### The data

--------------------

PR #1302, opened 2016-10-29
Export cubic's alpha functions

JonWel:
Allows to set coefficients for Mathias-Copemann and TWU from the shared library.
Functionality also added to the Julia Wrapper

### DIFF
--- a/include/AbstractState.h
+++ b/include/AbstractState.h
@@ -515,9 +515,9 @@ public:
     /// Apply a simple mixing rule (EXPERT USE ONLY!!!)
     virtual void apply_simple_mixing_rule(std::size_t i, std::size_t j, const std::string &model) { throw NotImplementedError("apply_simple_mixing_rule is not implemented for this backend"); };
     /// Set the cubic alpha function's constants:
-    virtual void set_cubic_alpha_C(const size_t i, const std::string parameter, const double c1, const double c2, const double c3) { throw ValueError("set_cubic_alpha_C only defined for cubic backends"); };
+    virtual void set_cubic_alpha_C(const size_t i, const std::string &parameter, const double c1, const double c2, const double c3) { throw ValueError("set_cubic_alpha_C only defined for cubic backends"); };
     /// Set fluid parameter (currently the volume translation parameter for cubic)
-	virtual void set_fluid_parameter_double(const size_t i, const std::string parameter, const double value) { throw ValueError("set_fluid_parameter_double only defined for cubic backends"); };
+	virtual void set_fluid_parameter_double(const size_t i, const std::string &parameter, const double value) { throw ValueError("set_fluid_parameter_double only defined for cubic backends"); };
 
     /// Clear all the cached values
     virtual bool clear();
--- a/include/AbstractState.h
+++ b/include/AbstractState.h
@@ -514,7 +514,9 @@ public:
     virtual std::string get_binary_interaction_string(const std::string &CAS1, const std::string &CAS2, const std::string &parameter){ throw NotImplementedError("get_binary_interaction_string is not implemented for this backend"); };
     /// Apply a simple mixing rule (EXPERT USE ONLY!!!)
     virtual void apply_simple_mixing_rule(std::size_t i, std::size_t j, const std::string &model) { throw NotImplementedError("apply_simple_mixing_rule is not implemented for this backend"); };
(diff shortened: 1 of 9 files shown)


src/Backends/Cubics/GeneralizedCubic.h
```diff
@@ -123,10 +123,18 @@ class AbstractCubic
     void set_C_MC(double c1, double c2, double c3){
         alpha[0].reset(new MathiasCopemanAlphaFunction(a0_ii(0),c1,c2,c3,T_r/Tc[0]));
     }
+    /// Set the three Mathias-Copeman constants in one shot for the component i of a mixturee
```
ibell: Maybe just replace the other set_C_MC function?  Seems a bit redundant having two functions basically doing exactly the same thing.  Or you make the old one call the new one with index of 0

src/Backends/Cubics/GeneralizedCubic.h
```diff
@@ -123,10 +123,18 @@ class AbstractCubic
...
+    void set_C_MC(std::size_t i,double c1, double c2, double c3){
+        alpha[i].reset(new MathiasCopemanAlphaFunction(a0_ii(i),c1,c2,c3,T_r/Tc[i]));
+    }
     /// Set the three Twu constants in one shot for a pure fluid
     void set_C_Twu(double L, double M, double N){
         alpha[0].reset(new TwuAlphaFunction(a0_ii(0),L,M,N,T_r/Tc[0]));
     }
+    /// Set the three Twu constants in one shot for the component i of a mixture
+    void set_C_Twu(std::size_t i,double L, double M, double N){
```
ibell: Same thing here

include/AbstractState.h
```diff
@@ -514,7 +514,9 @@ class AbstractState {
     virtual std::string get_binary_interaction_string(const std::string &CAS1, const std::string &CAS2, const std::string &parameter){ throw NotImplementedError("get_binary_interaction_string is not implemented for this backend"); };
     /// Apply a simple mixing rule (EXPERT USE ONLY!!!)
     virtual void apply_simple_mixing_rule(std::size_t i, std::size_t j, const std::string &model) { throw NotImplementedError("apply_simple_mixing_rule is not implemented for this backend"); };
-    // Set fluid parameter (currently the volume translation parameter for cubic)
+    /// Set the cubic alpha function's constants:
+    virtual void set_cubic_alpha_C(const size_t i, const std::string parameter, const double c1, const double c2, const double c3) { throw ValueError("set_cubic_alpha_C only defined for cubic backends"); };
```
ibell: This should pass the parameter by reference

src/CoolPropLib.cpp
```diff
@@ -591,7 +602,7 @@ EXPORT_CODE void CONVENTION  AbstractState_set_fluid_parameter_double(const long
     *errcode = 0;
     try {
         shared_ptr<CoolProp::AbstractState> &AS = handle_manager.get(handle);
-        AS->set_fluid_parameter_double(static_cast<std::size_t>(i), parameter, value);
+        AS->set_fluid_parameter_double(static_cast<std::size_t>(i), std::string(parameter), value);
```
ibell: Since the parameter will be passed by reference, this cast is not needed

JonWel:
Should be better now.

Is the name "set_cubic_alpha_C" good enough?
Maybe "set_cubic_alpha_const" would be  more explicit?

src/Backends/Cubics/GeneralizedCubic.h
```diff
@@ -119,13 +119,13 @@ class AbstractCubic
     double get_Delta_2(){ return Delta_2; }
     /// Read-only accessor for value of R_u (universal gas constant)
     double get_R_u(){ return R_u; }
-    /// Set the three Mathias-Copeman constants in one shot for a pure fluid
-    void set_C_MC(double c1, double c2, double c3){
-        alpha[0].reset(new MathiasCopemanAlphaFunction(a0_ii(0),c1,c2,c3,T_r/Tc[0]));
+    /// Set the three Mathias-Copeman constants in one shot for the component i of a mixturee
```
ibell: mixturee -> mixture

This will break my code, but I am fine with that since I doubt anyone else is working so deep inside the internals of CoolProp.

ibell:
Looks good, thanks!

--------------------

### Problem details
Write out the lines above, starting at the line that contains "This will break" and ending with the final line, and nothing else; copy them exactly.

### Task result
This will break my code, but I am fine with that since I doubt anyone else is working so deep inside the internals of CoolProp.

ibell:
Looks good, thanks!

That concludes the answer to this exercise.